**About this exercise**
Beginning with the line that holds "PR #36, opened 2015-07-16" in the data below, give again every line through the one that holds "Looks good!", exactly as written.

_ _ _ _

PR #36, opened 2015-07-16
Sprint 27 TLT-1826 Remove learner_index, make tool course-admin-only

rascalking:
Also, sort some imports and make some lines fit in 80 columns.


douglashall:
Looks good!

_ _ _ _

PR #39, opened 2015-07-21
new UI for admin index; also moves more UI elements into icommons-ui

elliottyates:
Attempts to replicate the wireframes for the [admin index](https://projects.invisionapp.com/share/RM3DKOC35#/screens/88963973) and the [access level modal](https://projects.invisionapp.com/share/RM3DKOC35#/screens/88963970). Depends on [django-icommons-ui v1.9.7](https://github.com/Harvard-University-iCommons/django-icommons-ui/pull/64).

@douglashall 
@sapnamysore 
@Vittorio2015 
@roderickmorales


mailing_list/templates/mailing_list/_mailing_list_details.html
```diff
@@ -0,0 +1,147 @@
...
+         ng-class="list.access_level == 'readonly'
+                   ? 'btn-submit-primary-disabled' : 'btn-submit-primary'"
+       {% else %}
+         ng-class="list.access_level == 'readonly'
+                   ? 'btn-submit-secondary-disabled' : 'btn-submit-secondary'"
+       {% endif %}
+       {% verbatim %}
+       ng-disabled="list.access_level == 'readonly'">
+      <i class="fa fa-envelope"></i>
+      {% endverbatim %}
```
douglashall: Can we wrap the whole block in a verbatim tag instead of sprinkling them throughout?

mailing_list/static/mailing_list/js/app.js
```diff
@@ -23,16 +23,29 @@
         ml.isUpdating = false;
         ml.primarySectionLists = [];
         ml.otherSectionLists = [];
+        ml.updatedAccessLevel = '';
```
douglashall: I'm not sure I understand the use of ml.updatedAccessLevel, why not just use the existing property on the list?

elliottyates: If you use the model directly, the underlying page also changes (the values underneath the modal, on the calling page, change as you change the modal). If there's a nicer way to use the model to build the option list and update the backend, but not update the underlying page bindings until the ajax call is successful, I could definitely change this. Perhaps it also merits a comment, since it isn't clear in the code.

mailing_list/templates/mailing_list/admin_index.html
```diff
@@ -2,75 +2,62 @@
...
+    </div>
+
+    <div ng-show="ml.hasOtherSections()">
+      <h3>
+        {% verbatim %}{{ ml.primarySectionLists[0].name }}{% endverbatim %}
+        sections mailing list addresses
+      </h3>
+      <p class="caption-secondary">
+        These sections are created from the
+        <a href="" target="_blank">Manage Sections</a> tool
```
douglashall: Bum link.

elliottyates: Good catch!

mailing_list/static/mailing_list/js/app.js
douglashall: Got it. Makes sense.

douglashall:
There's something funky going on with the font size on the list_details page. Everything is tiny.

_ _ _ _

**Your response**
PR #36, opened 2015-07-16
Sprint 27 TLT-1826 Remove learner_index, make tool course-admin-only

rascalking:
Also, sort some imports and make some lines fit in 80 columns.


douglashall:
Looks good!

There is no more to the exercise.